__TRY IT__. Given the records below, pull every line with the word "should" into the answer.

__DATA UNDER STUDY__.
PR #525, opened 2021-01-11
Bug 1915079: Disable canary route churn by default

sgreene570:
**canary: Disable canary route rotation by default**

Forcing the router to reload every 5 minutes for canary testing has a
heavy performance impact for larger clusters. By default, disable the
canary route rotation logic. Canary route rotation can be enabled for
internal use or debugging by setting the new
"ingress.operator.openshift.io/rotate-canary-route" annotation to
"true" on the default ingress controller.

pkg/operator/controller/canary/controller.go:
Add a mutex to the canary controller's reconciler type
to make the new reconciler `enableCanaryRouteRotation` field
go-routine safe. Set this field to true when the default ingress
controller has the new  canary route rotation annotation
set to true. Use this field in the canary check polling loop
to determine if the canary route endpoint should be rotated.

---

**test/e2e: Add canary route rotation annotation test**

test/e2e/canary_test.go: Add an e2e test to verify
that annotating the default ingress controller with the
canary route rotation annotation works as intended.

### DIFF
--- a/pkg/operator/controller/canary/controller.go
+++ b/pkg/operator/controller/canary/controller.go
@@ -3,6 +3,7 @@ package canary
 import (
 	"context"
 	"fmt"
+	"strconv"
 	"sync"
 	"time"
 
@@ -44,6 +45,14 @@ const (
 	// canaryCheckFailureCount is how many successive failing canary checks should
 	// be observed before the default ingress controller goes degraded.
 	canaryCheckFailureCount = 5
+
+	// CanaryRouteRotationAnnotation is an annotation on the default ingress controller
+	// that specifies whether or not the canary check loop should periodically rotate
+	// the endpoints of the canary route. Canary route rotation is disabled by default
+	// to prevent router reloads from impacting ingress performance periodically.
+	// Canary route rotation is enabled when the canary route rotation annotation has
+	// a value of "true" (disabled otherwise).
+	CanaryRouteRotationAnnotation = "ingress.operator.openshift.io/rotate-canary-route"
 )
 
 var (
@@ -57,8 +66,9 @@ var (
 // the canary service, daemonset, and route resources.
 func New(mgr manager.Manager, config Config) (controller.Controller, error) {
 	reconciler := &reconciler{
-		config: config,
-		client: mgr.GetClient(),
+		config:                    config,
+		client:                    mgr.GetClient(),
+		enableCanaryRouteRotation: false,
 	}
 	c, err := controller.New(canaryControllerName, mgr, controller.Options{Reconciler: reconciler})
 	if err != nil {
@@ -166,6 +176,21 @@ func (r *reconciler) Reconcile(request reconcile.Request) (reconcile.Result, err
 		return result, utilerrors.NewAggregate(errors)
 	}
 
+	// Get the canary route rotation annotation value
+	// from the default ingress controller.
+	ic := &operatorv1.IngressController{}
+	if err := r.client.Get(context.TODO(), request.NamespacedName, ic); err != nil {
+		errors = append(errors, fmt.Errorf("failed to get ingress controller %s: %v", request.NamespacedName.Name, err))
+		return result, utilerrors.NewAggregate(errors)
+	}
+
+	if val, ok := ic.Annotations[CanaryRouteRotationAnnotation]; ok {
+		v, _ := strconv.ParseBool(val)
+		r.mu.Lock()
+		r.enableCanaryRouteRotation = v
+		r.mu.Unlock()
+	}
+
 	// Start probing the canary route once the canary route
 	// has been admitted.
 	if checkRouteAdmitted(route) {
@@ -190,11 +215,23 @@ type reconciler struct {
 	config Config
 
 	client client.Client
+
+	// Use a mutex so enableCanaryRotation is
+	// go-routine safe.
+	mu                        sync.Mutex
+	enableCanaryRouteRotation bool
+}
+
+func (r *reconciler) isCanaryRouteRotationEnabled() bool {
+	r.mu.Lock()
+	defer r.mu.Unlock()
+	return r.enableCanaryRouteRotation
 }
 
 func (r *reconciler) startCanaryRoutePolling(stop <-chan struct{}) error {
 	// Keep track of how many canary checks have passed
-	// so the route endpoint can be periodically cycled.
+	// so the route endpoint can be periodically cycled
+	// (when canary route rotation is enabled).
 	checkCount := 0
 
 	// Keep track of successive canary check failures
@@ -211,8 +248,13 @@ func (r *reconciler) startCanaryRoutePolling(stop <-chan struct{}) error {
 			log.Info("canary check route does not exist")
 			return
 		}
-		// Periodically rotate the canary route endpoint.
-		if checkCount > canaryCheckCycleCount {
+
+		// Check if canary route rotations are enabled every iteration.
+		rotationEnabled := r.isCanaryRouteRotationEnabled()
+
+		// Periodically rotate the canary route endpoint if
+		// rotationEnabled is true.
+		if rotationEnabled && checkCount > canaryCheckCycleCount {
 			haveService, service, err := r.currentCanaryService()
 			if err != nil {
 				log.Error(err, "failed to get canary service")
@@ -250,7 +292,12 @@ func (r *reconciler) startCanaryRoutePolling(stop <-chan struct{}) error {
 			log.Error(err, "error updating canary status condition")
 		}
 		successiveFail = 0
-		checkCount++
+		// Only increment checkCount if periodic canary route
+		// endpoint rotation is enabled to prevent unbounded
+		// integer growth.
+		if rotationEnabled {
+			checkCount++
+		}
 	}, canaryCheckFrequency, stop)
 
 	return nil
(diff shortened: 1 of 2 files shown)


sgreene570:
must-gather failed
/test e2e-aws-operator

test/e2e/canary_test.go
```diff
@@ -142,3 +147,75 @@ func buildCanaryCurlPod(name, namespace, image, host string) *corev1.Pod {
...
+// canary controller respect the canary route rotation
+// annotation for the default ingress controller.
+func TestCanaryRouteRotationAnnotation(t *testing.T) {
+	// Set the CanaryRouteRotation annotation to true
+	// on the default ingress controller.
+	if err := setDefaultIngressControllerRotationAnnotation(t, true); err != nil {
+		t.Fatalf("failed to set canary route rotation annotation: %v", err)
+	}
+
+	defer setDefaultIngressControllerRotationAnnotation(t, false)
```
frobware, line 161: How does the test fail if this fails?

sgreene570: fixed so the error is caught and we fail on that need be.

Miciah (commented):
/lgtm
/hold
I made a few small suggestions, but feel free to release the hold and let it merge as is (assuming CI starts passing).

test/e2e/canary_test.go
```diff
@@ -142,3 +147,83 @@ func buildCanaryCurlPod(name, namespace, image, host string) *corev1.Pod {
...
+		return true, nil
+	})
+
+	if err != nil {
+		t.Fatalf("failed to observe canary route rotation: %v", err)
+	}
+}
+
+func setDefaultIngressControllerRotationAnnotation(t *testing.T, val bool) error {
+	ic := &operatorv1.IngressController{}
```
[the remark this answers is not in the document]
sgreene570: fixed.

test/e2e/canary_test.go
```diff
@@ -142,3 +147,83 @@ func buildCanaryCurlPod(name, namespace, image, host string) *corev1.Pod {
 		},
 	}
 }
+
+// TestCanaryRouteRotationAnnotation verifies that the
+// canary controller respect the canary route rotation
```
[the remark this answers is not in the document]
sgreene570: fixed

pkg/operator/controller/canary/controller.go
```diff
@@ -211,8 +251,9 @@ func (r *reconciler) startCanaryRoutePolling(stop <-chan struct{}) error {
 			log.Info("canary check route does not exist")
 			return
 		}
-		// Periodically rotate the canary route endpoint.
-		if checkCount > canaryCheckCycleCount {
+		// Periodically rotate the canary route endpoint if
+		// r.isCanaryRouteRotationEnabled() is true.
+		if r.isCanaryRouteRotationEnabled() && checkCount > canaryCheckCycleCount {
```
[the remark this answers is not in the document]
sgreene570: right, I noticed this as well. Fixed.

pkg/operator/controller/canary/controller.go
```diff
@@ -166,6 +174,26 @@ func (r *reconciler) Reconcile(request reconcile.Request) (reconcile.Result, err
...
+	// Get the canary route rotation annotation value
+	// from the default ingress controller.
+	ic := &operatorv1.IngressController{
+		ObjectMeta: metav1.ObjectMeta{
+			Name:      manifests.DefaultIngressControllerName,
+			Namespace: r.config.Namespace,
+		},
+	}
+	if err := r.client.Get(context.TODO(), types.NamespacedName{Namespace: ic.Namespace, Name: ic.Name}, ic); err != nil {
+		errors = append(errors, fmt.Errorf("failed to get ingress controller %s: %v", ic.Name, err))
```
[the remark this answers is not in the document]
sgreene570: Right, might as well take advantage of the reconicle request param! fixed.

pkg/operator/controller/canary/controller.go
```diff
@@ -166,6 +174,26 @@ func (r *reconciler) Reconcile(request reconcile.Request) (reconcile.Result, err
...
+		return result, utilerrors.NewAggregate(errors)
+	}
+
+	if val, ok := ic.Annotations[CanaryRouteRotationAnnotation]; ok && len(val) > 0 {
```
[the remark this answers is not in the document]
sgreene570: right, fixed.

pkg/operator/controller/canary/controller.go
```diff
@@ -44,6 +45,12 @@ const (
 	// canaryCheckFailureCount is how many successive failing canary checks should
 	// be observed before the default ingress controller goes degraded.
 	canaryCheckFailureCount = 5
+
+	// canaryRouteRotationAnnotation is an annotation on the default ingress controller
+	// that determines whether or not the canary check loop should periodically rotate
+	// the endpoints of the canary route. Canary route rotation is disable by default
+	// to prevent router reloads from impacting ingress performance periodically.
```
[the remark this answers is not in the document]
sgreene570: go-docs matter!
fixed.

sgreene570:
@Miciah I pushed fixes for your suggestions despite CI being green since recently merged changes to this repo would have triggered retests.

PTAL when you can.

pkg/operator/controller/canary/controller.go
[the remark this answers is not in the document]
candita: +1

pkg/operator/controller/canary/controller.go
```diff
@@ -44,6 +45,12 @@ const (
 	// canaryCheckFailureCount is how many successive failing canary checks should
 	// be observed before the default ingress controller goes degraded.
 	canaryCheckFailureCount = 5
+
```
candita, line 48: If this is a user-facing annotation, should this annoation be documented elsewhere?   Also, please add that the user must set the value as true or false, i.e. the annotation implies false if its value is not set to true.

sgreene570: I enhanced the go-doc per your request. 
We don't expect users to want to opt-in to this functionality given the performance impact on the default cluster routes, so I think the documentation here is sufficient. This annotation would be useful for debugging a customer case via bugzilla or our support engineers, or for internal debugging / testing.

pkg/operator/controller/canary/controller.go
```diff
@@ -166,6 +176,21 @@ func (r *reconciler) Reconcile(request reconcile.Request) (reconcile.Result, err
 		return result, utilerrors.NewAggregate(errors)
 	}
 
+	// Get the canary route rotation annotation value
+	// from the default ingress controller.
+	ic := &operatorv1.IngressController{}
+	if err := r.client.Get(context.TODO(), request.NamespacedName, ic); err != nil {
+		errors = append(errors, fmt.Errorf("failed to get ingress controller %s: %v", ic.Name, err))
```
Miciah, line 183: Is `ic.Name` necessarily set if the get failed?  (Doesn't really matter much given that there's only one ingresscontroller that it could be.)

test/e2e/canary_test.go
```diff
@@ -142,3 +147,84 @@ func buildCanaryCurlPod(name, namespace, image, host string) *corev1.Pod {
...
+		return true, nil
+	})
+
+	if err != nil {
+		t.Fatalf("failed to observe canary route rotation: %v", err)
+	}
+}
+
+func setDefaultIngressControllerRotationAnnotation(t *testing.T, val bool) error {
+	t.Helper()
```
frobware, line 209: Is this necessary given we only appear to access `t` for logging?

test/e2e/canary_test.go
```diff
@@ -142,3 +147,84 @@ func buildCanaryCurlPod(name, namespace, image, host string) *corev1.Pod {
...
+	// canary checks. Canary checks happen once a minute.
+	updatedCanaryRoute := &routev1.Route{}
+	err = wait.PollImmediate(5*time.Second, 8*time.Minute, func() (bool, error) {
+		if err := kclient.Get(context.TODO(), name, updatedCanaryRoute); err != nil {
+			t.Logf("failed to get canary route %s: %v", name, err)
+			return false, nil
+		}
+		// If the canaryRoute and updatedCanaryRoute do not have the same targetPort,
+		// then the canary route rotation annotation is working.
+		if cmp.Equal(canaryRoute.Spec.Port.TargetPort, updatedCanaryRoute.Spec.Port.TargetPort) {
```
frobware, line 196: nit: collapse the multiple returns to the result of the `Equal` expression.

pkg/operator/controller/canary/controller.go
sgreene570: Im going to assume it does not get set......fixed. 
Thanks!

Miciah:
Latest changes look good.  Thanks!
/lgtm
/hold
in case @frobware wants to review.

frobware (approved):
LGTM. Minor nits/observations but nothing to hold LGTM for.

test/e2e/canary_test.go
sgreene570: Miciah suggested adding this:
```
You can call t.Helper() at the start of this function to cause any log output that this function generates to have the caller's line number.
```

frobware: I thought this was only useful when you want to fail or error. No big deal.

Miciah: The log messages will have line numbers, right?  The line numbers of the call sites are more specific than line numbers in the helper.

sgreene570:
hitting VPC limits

__ANSWER SECTION__.
to determine if the canary route endpoint should be rotated.
 	// canaryCheckFailureCount is how many successive failing canary checks should
+	// that specifies whether or not the canary check loop should periodically rotate
 	// canaryCheckFailureCount is how many successive failing canary checks should
+	// that determines whether or not the canary check loop should periodically rotate
 	// canaryCheckFailureCount is how many successive failing canary checks should
candita, line 48: If this is a user-facing annotation, should this annoation be documented elsewhere?   Also, please add that the user must set the value as true or false, i.e. the annotation implies false if its value is not set to true.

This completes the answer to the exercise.